Given the wording in question, that interpretation may indeed seem more reasonable than excluding such a person from protection. But Lloyd Chinn, a labor attorney with law firm Proskauer and co-head of its whistleblowing and retaliation group, argues that the intention of SOX was to regulate public companies only.

“It seems odd that Congress would have included 6 million companies within the scope of the law” without explicitly spelling it out, Chinn says. “What’s happening here is that the statute is becoming unmoored from its purpose and from the scope intended at the time it was passed.” He notes that section headings in the law and legislative history both support the narrower interpretation, which is what the First Circuit Court of Appeals had settled on — a decision that’s now been overturned by the Supreme Court ruling.

Writing for the minority, Justice Sonia Sotomayor offered some extreme examples to illustrate a key reason for her dissent: that the ruling gives the whistleblower provision “a stunning reach.”

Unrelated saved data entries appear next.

Issue #394, opened 2022-02-05
[FEATURE] Way to access JSON arrays length


viandoxdev:
### Description of the requested feature

Not sure if I'm being dumb, but AFAIK, there is currently no way to access a JSON array's length in yuck, even though yuck does support the arrays themselves, so I'd like a way to do exactly that.

### Proposed configuration syntax

How it's done doesn't really matter but here's a few ways:

the javascript way:
```js
array.length
```
or in a function
```js
len(array)
```
 if done this way (function) it could also return strings' length, and be useful to know if a string would fit in a certain space or not (and replace it with another if it doesn't).

### Additional context

This would be useful when trying to display variable length JSON data. In my case I'm trying to display contributions obtained from the Github API.

### Workarround

For now since I'm already using jq to simplify the API's responses, I can do:
```bash
... | jq '{length: length, data: .}'
```
which gives
```json
{
    length: ...,
    data: [...]
}
```
and use it in yuck like this
```yuck
{ arr.data[arr.length - 1] }
```

Patch that implements this feature:
```diff
diff --git a/crates/simplexpr/src/eval.rs b/crates/simplexpr/src/eval.rs
index a3f1789..c9a3def 100644
--- a/crates/simplexpr/src/eval.rs
+++ b/crates/simplexpr/src/eval.rs
@@ -273,6 +273,13 @@ fn call_expr_function(name: &str, args: Vec<DynVal>) -> Result<DynVal, EvalError
             }
             _ => Err(EvalError::WrongArgCount(name.to_string())),
         },
+        "length" => match args.as_slice() {
+            [string] => match string.as_json_value().as_ref().map(|x| x.as_array()) {
+                Ok(Some(vec)) => Ok(DynVal::from(vec.len() as i32)),
+                _ => Ok(DynVal::from(string.as_string()?.len() as i32)),
+            },
+            _ => Err(EvalError::WrongArgCount(name.to_string())),
+        },
         _ => Err(EvalError::UnknownFunction(name.to_string())),
     }
 }

```

PR #407, opened 2022-02-23
Add several functions for simple expressions

MartinJM:
## Description

This PR adds a `search`, `captures`, and `with` function to the simple expressions.

- The `search` function will return all occurances of the regex. Return format is json, where the occurances are numbered.
- The `captures` function will return all captures of all the occurances of the regex. Return format is also json, but contains all capture groups separately.
- The `with` function allows for variables within simple expressions, which are only valid within the expression in the third argument.

The `search` and `capture` functions are so that there is less need for `grep` in `defpoll`s. This saves the creation of new processes.

The `with` function is mostly there because both the `search` and `captures` return multiple values (in a json object). To prevent having to do either multiple times to get multiple results, the `with` can be used.

## Usage

Simple examples:
```
search('abba', 'b')
{"0": "b", "1": "b"}

captures('abba', 'a(b)|ba')
{"0": {"0": "ab", "1": "b"}, "1": {"0": "ba"}}

with('a', '{"0": "hello ", "1": "world"}', 'a[0] + a[1]')
hello world
```

A real-world example in Eww (for volume):
```
(defwidget volume []
	(label
		:text "${ with('a', captures(master_volume, 'Left: .* \\[([[:digit:]]*%)\\] \\[(.*)\\]'), '(a[0][2] == \"off\"? \"Muted (\" : \"Volume: \") + a[0][1] + (a[0][2] == \"off\" ? \")\" : \"\")') }"
	)
)

(defpoll master_volume
	:interval "1s"
	:initial ""
	:run-while "true"
	`amixer sget Master`
)
```
Without the `with`, the whole `capture` would need to be in here 3 times.

## Additional Notes

If the `search` and `captures` functions are good enough for merging, but the `with` function is not, I can also make a separate PR for just them.

## Checklist

### DIFF
--- a/crates/simplexpr/src/eval.rs
+++ b/crates/simplexpr/src/eval.rs
@@ -285,17 +285,17 @@ fn call_expr_function(name: &str, args: Vec<DynVal>) -> Result<DynVal, EvalError
                 let string = string.as_string()?;
                 let pattern = regex::Regex::new(&pattern.as_string()?)?;
                 let mut retval = String::new();
-                retval.push_str("{");
+                retval.push_str("[");
                 let mut find_present = false;
-                pattern.find_iter(&string).enumerate().for_each(|(i, x)| {
+                pattern.find_iter(&string).for_each(|x| {
                     find_present = true;
-                    retval.push_str(&format!("\"{}\": \"{}\", ", i, x.as_str()));
+                    retval.push_str(&format!("\"{}\", ", x.as_str()));
                 });
                 if find_present {
                     retval.pop();
                     retval.pop();
                 }
-                retval.push_str("}");
+                retval.push_str("]");
                 Ok(DynVal::from(retval))
             }
             _ => Err(EvalError::WrongArgCount(name.to_string())),
@@ -305,17 +305,17 @@ fn call_expr_function(name: &str, args: Vec<DynVal>) -> Result<DynVal, EvalError
                 let string = string.as_string()?;
                 let pattern = regex::Regex::new(&pattern.as_string()?)?;
                 let mut retval = String::new();
-                retval.push_str("{");
+                retval.push_str("[");
                 let mut capture_present = false;
                 let mut inner_capture_present = false;
-                pattern.captures_iter(&string).enumerate().for_each(|(i, x)| {
+                pattern.captures_iter(&string).for_each(|x| {
                     capture_present = true;
                     inner_capture_present = false;
-                    retval.push_str(&format!("\"{}\": {{", i));
-                    x.iter().enumerate().for_each(|(j, y)| match y {
+                    retval.push_str("[");
+                    x.iter().for_each(|y| match y {
                         Some(m) => {
                             inner_capture_present = true;
-                            retval.push_str(&format!("\"{}\": \"{}\", ", j, m.as_str()));
+                            retval.push_str(&format!("\"{}\", ", m.as_str()));
                         }
                         None => {}
                     });
@@ -323,13 +323,13 @@ fn call_expr_function(name: &str, args: Vec<DynVal>) -> Result<DynVal, EvalError
                         retval.pop();
                         retval.pop();
                     }
-                    retval.push_str("}, ");
+                    retval.push_str("], ");
                 });
                 if capture_present {
                     retval.pop();
                     retval.pop();
                 }
-                retval.push_str("}");
+                retval.push_str("]");
                 Ok(DynVal::from(retval))
             }
             _ => Err(EvalError::WrongArgCount(name.to_string())),
--- a/crates/simplexpr/src/eval.rs
+++ b/crates/simplexpr/src/eval.rs
@@ -306,16 +306,19 @@ fn call_expr_function(name: &str, args: Vec<DynVal>) -> Result<DynVal, EvalError
             }
             _ => Err(EvalError::WrongArgCount(name.to_string())),
         },
-        "length" => match args.as_slice() {
-            [string] => match string.as_json_value().as_ref().map(|x| x.as_array()) {
-                Ok(Some(vec)) => Ok(DynVal::from(vec.len() as i32)),
-                _ => match string.as_json_value().as_ref().map(|x| x.as_object()) {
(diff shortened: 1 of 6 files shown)


MartinJM:
I made a mistake in my code (empty search/captures don't work), so will be fixing that.

MartinJM:
Should be fixed now.

viandoxdev:
If you want you could also add the length function I made. There's a patch for it (on #394) but I didn't want to make a PR for just one function.

MartinJM:
Thank you for the replies!

> If you want you could also add the length function I made. There's a patch for it (on #394) but I didn't want to make a PR for just one function.

Oh cool, I'll add that as well when I have a little more time. I also implemented a hex decode function, which I'll probably add as well then.


> I definitely think the search and captures functions would be a great addition to the expression syntax. I'm not sure if I like the name `search`, then again I can't think of a better name currently ^^'

I agree that the name is not ideal, maybe `find` would be better?

> I think both of those functions should definitely use arrays over json objects as their return value, i.e. `captures("2020-12, 2021-01", "(\d\d\d\d)-(\d\d)")` should return `[["2020", "12"], ["2021", "01"]]`.

This does make more sense indeed. I will change that.

> While I think something like the `with` function is definitely a great addition, I'd argue it should probably rather be some new syntax, over having a function for that. a classic in many languages would be something along the lines of
> 
> ```
> let matches = search("foo bar baz", "f..") in matches[0]
> ```
> 
> That probably warrants a separate PR or feature by me, though ^^
> [...]
> I'll create a new feature request for the let-in syntax though, such that that can be tracked separately.

I'll remove the `with` function from this PR and add the information to the feature request, so that it can be discussed independently from the other functions.

> I currently don't really have much time for reviewing the code here (see the maintainance status section in the readme), so I can't guarantee that this will go super fast, I'm afraid.

No worries at all, and good luck with your thesis :+1:

MartinJM:
Sorry, I wanted to rename the branch, which should work, but apparently doesn't.

MartinJM:
@viandoxdev I've added the `length` function. I did change it so that it matches the `jq length` on objects as well.

MartinJM:
This now contains the following functions:
 - `search`
 - `capture`
 - `hex_decode`
 - `length`
 
 The output of the `search` and `captures` functions has changed to arrays.
 
 Examples:
 ```
 search('2020-12, 2021-01', '([[:digit:]]{4})-([[:digit:]]{2})')
 ["2020-12", "2021-01"]
 
 captures('2020-12, 2021-01', '([[:digit:]]{4})-([[:digit:]]{2})')
 [["2020-12", "2020", "12"], ["2021-01", "2021", "01"]]
 
 hex_decode('48656c6c6f')
 Hello
 
 length('abc')
 3
 
 length('[1, 2, 3]')
 3
 
 length('{"1": "1", "2": "2"}')
 2
 ```

elkowar:
Ok, finally getting back to this! Looks mostly good now!

I was just made aware of the fact that having `length` work on both strings and json is rather weird here, as that means that if you for some reason have a string that accidentally contains valid json somewhere where you expect a string, you'll get the wrong length.
For that reason, I'd say it'd be good to make this two functions, one called `str_length` and one called `json_length`, which would separate the two -- str_length treating everything as a text, even if it's valid json, and json_length erroring out when provided with invalid json


Also: What's the actual usecase of hex_decode? seems like an oddly specific, edgecase-y thing to add

crates/simplexpr/src/eval.rs
```diff
@@ -276,6 +280,80 @@ fn call_expr_function(name: &str, args: Vec<DynVal>) -> Result<DynVal, EvalError
...
+                        retval.pop();
+                    }
+                    retval.push_str("], ");
+                });
+                if capture_present {
+                    retval.pop();
+                    retval.pop();
+                }
+                retval.push_str("]");
+                Ok(DynVal::from(retval))
```
elkowar, line 333:
```suggestion
                use serde_json::Value;
                let string = string.as_string()?;
                let pattern = regex::Regex::new(&pattern.as_string()?)?;
                Ok(Value::Array(
                    pattern
                        .captures_iter(&string)
                        .map(|captures| {
                            Value::Array(captures.iter().flatten().map(|x| Value::String(x.as_str().to_string())).collect())
                        })
                        .collect(),
                )
                .try_into()?)

```

crates/simplexpr/src/eval.rs
```diff
@@ -276,6 +280,80 @@ fn call_expr_function(name: &str, args: Vec<DynVal>) -> Result<DynVal, EvalError
...
+                pattern.find_iter(&string).for_each(|x| {
+                    find_present = true;
+                    retval.push_str(&format!("\"{}\", ", x.as_str()));
+                });
+                if find_present {
+                    retval.pop();
+                    retval.pop();
+                }
+                retval.push_str("]");
+                Ok(DynVal::from(retval))
```
elkowar, line 299:
```suggestion
                use serde_json::Value;
                let string = string.as_string()?;
                let pattern = regex::Regex::new(&pattern.as_string()?)?;
                Ok(Value::Array(pattern.find_iter(&string).map(|x| Value::String(x.as_str().to_string())).collect())
                    .try_into()?)

```

elkowar (changes requested):
In addition to the aforementioned changes to length, and me questioning the necessity of `hex_decode`, these would be some nicer ways to implement the search and captures functions

MartinJM:
Hey, thanks for the review. I don't have much time to work on this for a while, so I'm not sure when I'll be able to make the changes. You should be able to write on this branch as well, feel free to make changes as you see fit.

I agree with your comments on the `length`, `search`, and `captures` functions.

The `hex_decode` functionality is indeed for an edge-case. There are some tools that output hex values when they encounter unicode. With a hex decode function this can easily be changed back into unicode.

elkowar:
Should there not be some other way to make these tools output stuff in the expected manner? Having a hex_decode function just to work around some specific weird tools seems weird, especially given that it should be easily possible to worst-case just pipe the output of said tool into some other hex-decoding shell utility and do it shell-wise

elkowar:
I pushed some fixes and rebased onto master, so this should be ready to merge now 👍🏻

“As interpreted today, the Sarbanes-Oxley Act authorizes a babysitter to bring a federal case against his employer — a parent who happens to work at the local Walmart — if the parent stops employing the babysitter after he expresses concern that the parent’s teenage son may have participated in an Internet purchase fraud,” Sotomayor wrote. “And it opens the door to a cause of action against a small business that contracts to clean the local Starbucks (a public company) if an employee is demoted after reporting that another nonpublic company client has mailed the cleaning company a fraudulent invoice.”

She added that “nothing in the text, context or purpose” of the Sarbanes-Oxley Act suggests that Congress wanted to “create this kind of sweeping regime.”

The majority opinion held, though, that the allegations of the plaintiffs in the Lawson case “fall squarely within Congress’ aim.” Wrote Justice Ruth Bader Ginsburg, “Lawson alleges that she was constructively discharged for reporting accounting practices that overstated expenses associated with managing certain Fidelity mutual funds…. By inflating its expenses, and thus understating its profits, [FMR] could potentially increase the fees it would earn from the mutual funds — fees ultimately paid by the shareholders of those funds.”

For his part, Chinn says he’s disappointed in the decision because the case presented an opportunity for the Supreme Court to rein in “the very aggressive interpretations of the whistleblower provision coming out of the Labor Department” under the Obama Administration.

“Advocates for employers, like myself, had hoped the Supreme Court would step in and draw some boundaries for the interpretation of Sarbanes-Oxley in light of where Obama’s [Department of Labor] has gone with it,” he says.

Most notably, in a case called Spinner v. David Landau & Associates that came before the Labor Department’s Administrative Review Board, in 2012 the board broadly interpreted the SOX whistleblower protections to encompass private companies that contract services to public ones. That position contradicted the one that the First Circuit Court of Appeals had already taken in the Lawson v. FMR case.